SMART protein domain enrichment was completed using the Database for Annotation, Visualization, and Integrated Discovery (DAVID) version 6.853 using the default settings and the number of protein coding genes expressed in purified mouse cortical neurons derived from Zhang et al.54 as the background for each gene list analyzed. To obtain the background, we accessed processed transcriptomic data from NCBI Gene Expression Omnibus (GEO) accession number GSE52564 and compiled a list of genes that were consistently expressed at a statistically significant level as defined by Zhang et al.54 (FPKM > 0.1) between biological replicates. After filtering out non-coding genes, this resulted in a list of 13,761 protein coding genes. Only domains that reached statistical significance following Bonferroni correction of multiple comparisons are reported in the text.

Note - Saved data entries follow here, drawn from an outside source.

PR #447, opened 2024-04-08
Release 7.0.0

traylenator:
Release 7.0.0

### DIFF
--- a/CHANGELOG.md
+++ b/CHANGELOG.md
@@ -4,6 +4,47 @@ All notable changes to this project will be documented in this file.
 Each new release typically also includes the latest modulesync defaults.
 These should not affect the functionality of the module.
 
+## [v7.0.0](https://github.com/voxpupuli/puppet-systemd/tree/v7.0.0) (2024-04-08)
+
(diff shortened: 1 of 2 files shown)


traylenator:
Think #445 is only close one.

traylenator:
> #433 and #432 are duplicate in the changelog
Removed one of the enhancement tags  which is is I presume the correct thing to do.

TheMeier:
Hm I guess you also need the skip label on the issue #432

bastelfreak:
the systemd module is a dependency to many others. Does it make sense to already drop EL7 support as well? That will save us one breaking change that'e due in a few weeks.

bastelfreak:
And Debian 10 is really already dead, so please let us include https://github.com/voxpupuli/puppet-systemd/pull/448

ekohl (changes requested):
I think https://github.com/voxpupuli/puppet-systemd/pull/449 should be merged before we release this.

TheMeier:
#449 is merged, but changelog needs to be re-generated

traylenator:
Obsoleted by #456

PR #452, opened 2024-04-11
remove `systemd::escape` usage for `timer_wrapper`

### LINKED ISSUE #451: Usage of `systemd::escape` in `systemd::timer_wrapper` creates weird names

- Puppet: 7.29.1
- Ruby: 2.7.8p225
- Distribution: Ubuntu 20.04.6
- Module version: 6.6.0

```puppet
  systemd::timer_wrapper { 'prometheus-node-exporter-deleted_libraries-custom':
    ensure                 => present,
    command                => '/bin/sh -c "/usr/share/prometheus-node-exporter-collec
tors/deleted_libraries.py | sponge /var/lib/prometheus/node-exporter/lvm.prom"',
    on_boot_sec            => 0,
    on_unit_active_sec     => '15min',
    timer_unit_overrides   => {
      'Description' => 'Run deleted libraries metrics collection every 15 minutes',
    },
    service_unit_overrides => {
      'Description' => 'Collect deleted libraries metrics for prometheus-node-exporte
r',
    },
    service_overrides      => {
      'Environment' => 'TMPDIR=/var/lib/prometheus/node-exporter',
    },
  }
```

## What are you seeing

Due to the usage of `systemd::escape` in https://github.com/voxpupuli/puppet-systemd/blob/45e09532b9dc392fe767b555813945c94113422c/manifests/timer_wrapper.pp#L78 a `-` will be escaped and becomes `\x2d`.

```
● prometheus\x2dnode\x2dexporter\x2ddeleted_libraries\x2dcustom.timer - Run deleted libraries metrics collection every 15 minutes
     Loaded: loaded (/etc/systemd/system/prometheus\x2dnode\x2dexporter\x2ddeleted_libraries\x2dcustom.timer; enabled; vendor preset: enabled)
     Active: active (waiting) since Wed 2024-04-10 15:11:05 CEST; 17min ago
    Trigger: Wed 2024-04-10 15:41:06 CEST; 12min left
   Triggers: ● prometheus\x2dnode\x2dexporter\x2ddeleted_libraries\x2dcustom.service

Apr 10 15:11:05 host systemd[1]: Started Run deleted libraries metrics collection every 15 minutes.
```

Timer and service are named `prometheus-node-exporter-deleted_libraries-custom` not `prometheus\\x2dnode\\x2dexporter\\x2ddeleted_libraries\\x2dcustom`

Link to the discussion on the usage of `systemd::escape` https://github.com/voxpupuli/puppet-systemd/pull/419#discussion_r1510333656

TheMeier:
Don't treat unit names with `systemd::escape`. If you have `systemd::timer_wrapper` instances with names that contain special characters like slashes and umlauts this will result in a validation error.  In such cases you can produce the previous  behaviour by using `systemd::escape yourself` for example:

```puppet
systemd::timer_wrapper {systemd::escape( 'my_timer'):
  ensure        => 'present',
  command       => '/usr/bin/echo "Hello World"',
  on_calendar   => '*:0/5',
}
```

It is possible that this change will create duplicate resources in case the resource name was escaped but the unescaped name is also valid. In those cases make sure to remove the duplicate, e.g. like so:
```puppet
systemd::timer_wrapper { systemd::escape("someTitle"):
  ensure => absent,
}
```

Fixes #451

### DIFF
--- a/manifests/timer_wrapper.pp
+++ b/manifests/timer_wrapper.pp
@@ -75,9 +75,8 @@ define systemd::timer_wrapper (
   }
 
   $service_ensure = $ensure ? { 'absent' => false,  default  => true, }
-  $unit_name = systemd::escape($title)
 
-  systemd::manage_unit { "${unit_name}.service":
+  systemd::manage_unit { "${title}.service":
     ensure        => $ensure,
     unit_entry    => $service_unit_overrides,
     service_entry => {
@@ -86,7 +85,7 @@ define systemd::timer_wrapper (
       'Type'      => 'oneshot',
     }.filter |$key, $val| { $val =~ NotUndef } + $service_overrides,
   }
-  systemd::manage_unit { "${unit_name}.timer":
+  systemd::manage_unit { "${title}.timer":
     ensure        => $ensure,
     unit_entry    => $timer_unit_overrides,
     timer_entry   => $_timer_spec +  $timer_overrides,
@@ -95,19 +94,19 @@ define systemd::timer_wrapper (
     },
   }
 
-  service { "${unit_name}.timer":
+  service { "${title}.timer":
     ensure => $service_ensure,
     enable => $service_ensure,
   }
 
   if $ensure == 'present' {
-    Systemd::Manage_unit["${unit_name}.service"]
-    -> Systemd::Manage_unit["${unit_name}.timer"]
-    -> Service["${unit_name}.timer"]
+    Systemd::Manage_unit["${title}.service"]
+    -> Systemd::Manage_unit["${title}.timer"]
+    -> Service["${title}.timer"]
   } else {
     # Ensure the timer is stopped and disabled before the service
-    Service["${unit_name}.timer"]
-    -> Systemd::Manage_unit["${unit_name}.timer"]
-    -> Systemd::Manage_unit["${unit_name}.service"]
+    Service["${title}.timer"]
+    -> Systemd::Manage_unit["${title}.timer"]
+    -> Systemd::Manage_unit["${title}.service"]
   }
 }
--- a/spec/defines/timer_wrapper_spec.rb
+++ b/spec/defines/timer_wrapper_spec.rb
@@ -73,18 +73,7 @@ describe 'systemd::timer_wrapper' do
           end
 
           it {
-            is_expected.to compile
-            is_expected.to contain_file('/etc/systemd/system/t-i-t-l-e.timer')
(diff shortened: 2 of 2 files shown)


TheMeier:
Question is, is this considered breaking?

bastelfreak:
mhm this is probably a breaking change to some users. Should we remove it or should we document that some characters can cause strange unit names?

saz:
I'd still vote for getting rid of the `systemd::escape` usage, as it's completely unexpected behavior.

Another possible way: add a new parameter to force a specific name without this behavior?

TheMeier:
The 7.0.0 major release is still pending https://github.com/voxpupuli/puppet-systemd/pull/447 so we could get it in there ....
I am also not really happy with the escape

smortex:
I think this make sense. As a backwards-incompatible change we should indicate explicitly how users can check if they are affected and what they need to do in the first comment of the PR

webcompas:
> I'd still vote for getting rid of the `systemd::escape` usage, as it's completely unexpected behavior.

I'd also agree that there shouldn't be any automatic escaping. It's very confusing and it makes it hard for other tools which rely on predictable unit names.

saz:
If we're cleaning up unit files created with the escaped name and adding a new one, will this still count as a breaking change?
Somebody might depend on `systemd::manage_unit` directly, but I'd rather not expect that, as you will stumble upon the unexpected name.

Something like:
```
$unit_name_escaped = systemd::escape($title)
systemd::manage_unit { "${unit_name_escaped}.service":
  ensure => absent,
}
systemd::manage_unit { "${unit_name_escaped}.timer":
  ensure => absent,
}

systemd::manage_unit { "${title}.service":
...
}
systemd::manage_unit { "${title}.timer":
...
}
```

TheMeier:
As this feature is quite new, I don't expect a wide usage of it yet. I would like to avoid more complexity here and keep it as is. We have a major release with multiple breaking changes lined up anyway.

saz:
@TheMeier Maybe we should give an example on how to clean it up in the changelog?

Something like this should be working:
```
systemd::timer_wrapper { systemd::escape("someTitle"):
  ensure => absent,
}
```

TheMeier:
I have updated the MR description

traylenator (approved):
And much simpler - the point about expectation is super valid.

kenyon (approved):

TheMeier:
@traylenator can you include that in https://github.com/voxpupuli/puppet-systemd/pull/447?
I can also take care of that if you like.

Issue #377, opened 2023-10-04
timedatectl support


jcpunk:
## Affected Puppet, Ruby, OS and module versions/distributions

- Puppet: 7.26.0
- Ruby: from AIO
- Distribution: CentOS Stream 9
- Module version: 6.0.0

## What behaviour did you expect instead

I'm wondering if it would make sense to add the `timedatectl set-timezone` and `timedatectl set-local-rtc` feature set to this module.

## Any additional information you'd like to impart

https://www.freedesktop.org/software/systemd/man/timedatectl.html

kenyon:
I would use it.

TheMeier:
The only sensible use cases would be `set-timezone` and `set-time` though. Setting `set-local-rtc ` to `1` is discouraged. And ntp should be managed with `systemd::timesyncd`

PR #462, opened 2024-05-22
Add support for timezone and hardware clock

jcpunk:
Add support for timedatectl to set timezone and hardware clock

Fixes: #377

### DIFF
--- a/manifests/timedatectl.pp
+++ b/manifests/timedatectl.pp
@@ -1,0 +1,46 @@
+# @api private
+#
+# @summary This class provides an abstract way to set elements with timedatectl
+#
+# @param set_local_rtc
+# Takes a boolean argument. If "false", the system is configured to maintain
+# the RTC in universal time.
+# If "true", it will maintain the RTC in local time instead.
+# Note that maintaining the RTC in the local timezone is not fully supported
+# and will create various problems with time zone changes and daylight saving
+# adjustments. If at all possible, keep the RTC in UTC mode.
+#
+# @param timezone
+# Set the system time zone to the specified value.
+# Available timezones can be listed with list-timezones.
+# If the RTC is configured to be in the local time, this will also update
+# the RTC time. This call will alter the /etc/localtime symlink.
+class systemd::timedatectl (
+  Optional[Boolean] $set_local_rtc = $systemd::set_local_rtc,
+  Optional[String[1]] $timezone = $systemd::timezone,
+) {
+  assert_private()
+
+  if $timezone {
+    exec { 'set system timezone':
+      command => "timedatectl set-timezone ${timezone}",
+      unless  => "test $(timedatectl show --property Timezone --value) = ${timezone}",
+      path    => $facts['path'],
+    }
+  }
+
+  # if $set_local_rtc is undef, this remains unmanaged
+  if $set_local_rtc {
+    exec { 'set local hardware clock to local time':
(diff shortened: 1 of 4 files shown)


jcpunk:
I almost went with

```puppet
  if $set_local_rtc {
    exec { 'set local hardware clock to local time':
      command => 'timedatectl set-local-rtc 1',
      onlyif  => 'test $(timedatectl show | grep LocalRTC | cut -d= -f2) = no',
      path    => $facts['path'],
    }
  } else {
    exec { 'set local hardware clock to UTC time':
      command => 'timedatectl set-local-rtc 0',
      unless  => 'test $(timedatectl show | grep LocalRTC | cut -d= -f2) = no',
      path    => $facts['path'],
    }
  }
```

But that make the hardware clock explicitly managed when it wasn't before.  I don't believe localtime is rational for POSIX system, but I'm not sure just pushing that on folks is the right call.

TheMeier:
I would have preferred `systemd::timedatectl` to be  not funneled through the main class, then the params could be non-optional. But the whole module is designed in that way, and others have different opinions on that ;)

So LGTM...

TheMeier (approved):

manifests/timedatectl.pp
```diff
@@ -0,0 +1,45 @@
...
+class systemd::timedatectl (
+  Optional[Boolean] $set_local_rtc = $systemd::set_local_rtc,
+  Optional[String[1]] $timezone = $systemd::timezone,
+) {
+  assert_private()
+
+  if $timezone {
+    exec { 'set system timezone':
+      command => "timedatectl set-timezone ${timezone}",
+      unless  => "test $(timedatectl show | grep Timezone | cut -d= -f2) = ${timezone}",
```
bastelfreak, line 27:
```suggestion
      unless  => "test $(timedatectl show --property Timezone --value) = ${timezone}",
```

jcpunk: Updated in all the snippets.

manifests/timedatectl.pp
```diff
@@ -0,0 +1,45 @@
...
+      path    => $facts['path'],
+    }
+  }
+
+  if $set_local_rtc == true {
```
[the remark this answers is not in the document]
jcpunk: Changed.

manifests/timedatectl.pp
```diff
@@ -0,0 +1,46 @@
+# @api private
+#
+# This class provides an abstract way to set elements with timedatectl
```
kenyon, line 3:
```suggestion
# @summary This class provides an abstract way to set elements with timedatectl
```

spec/classes/init_spec.rb
```diff
@@ -386,6 +386,43 @@
...
 
+        context 'when setting timezone' do
+          let(:params) do
+            {
+              timezone: 'America/Chicago',
+            }
+          end
+
+          it { is_expected.to compile.with_all_deps }
+          it { is_expected.to contain_exec('set system timezone') }
```
kenyon, line 397: Update to make use of the param:

```suggestion
          it { is_expected.to contain_exec('set system timezone').with_command('timedatectl set-timezone America/Chicago') }
```

jcpunk:
Changes merged.

kenyon (approved):
Reference needs a regen, otherwise 👍

jcpunk:
In theory this is sorted.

For disease gene set enrichment, we incorporated several different lists encompassing genes that are likely to contribute to autism spectrum disorder (ASD), schizophrenia (SCZ), and intellectual disability (ID). These included: (1) Supplementary Table 15 from Turner et al.17 which encompasses a list of 57 genes found to have recurrent de novo likely gene disrupting (LGD) mutations in probands with autism from a collection of exome sequencing studies43, 45, (2) Supplementary Table 7 from Iossifov et al.43 which contains 353 genes harboring validated de novo LGD mutations in probands with autism, (3) Supplementary Table 3 from De Rubeis et al.45 which included 107 genes with an FDR < 0.3 implicated in contributing to autism through the TADA statistical model, 4) SFARI gene database44 as of February 2016 which was restricted genes containing the SFARI gene rankings 1 – 4 (strong evidence to minimal evidence) and S (syndromic) (5) Supplementary Table 5 from Fromer et al.14 which contains de novo SNVs identified in probands with SCZ excluding silent mutations, (6) Supplementary Table 3 from Ripke et al.55 restricted to loci reaching genome wide significance in patients with SCZ and implicating a single gene, (7) Supplementary Table 4 from Leliveld et al.56 which contains a list of 1537 genes known to contribute to ID. For all tests, protein coding genes expressed in purified mouse cortical neurons derived from Zhang et al.54 served as the background measured by one-tailed Fisher’s exact test with the option “greater,” followed by the Bonferroni correction for multiple comparisons using the (fisher.test) and (p.adjust) packages in R, respectively.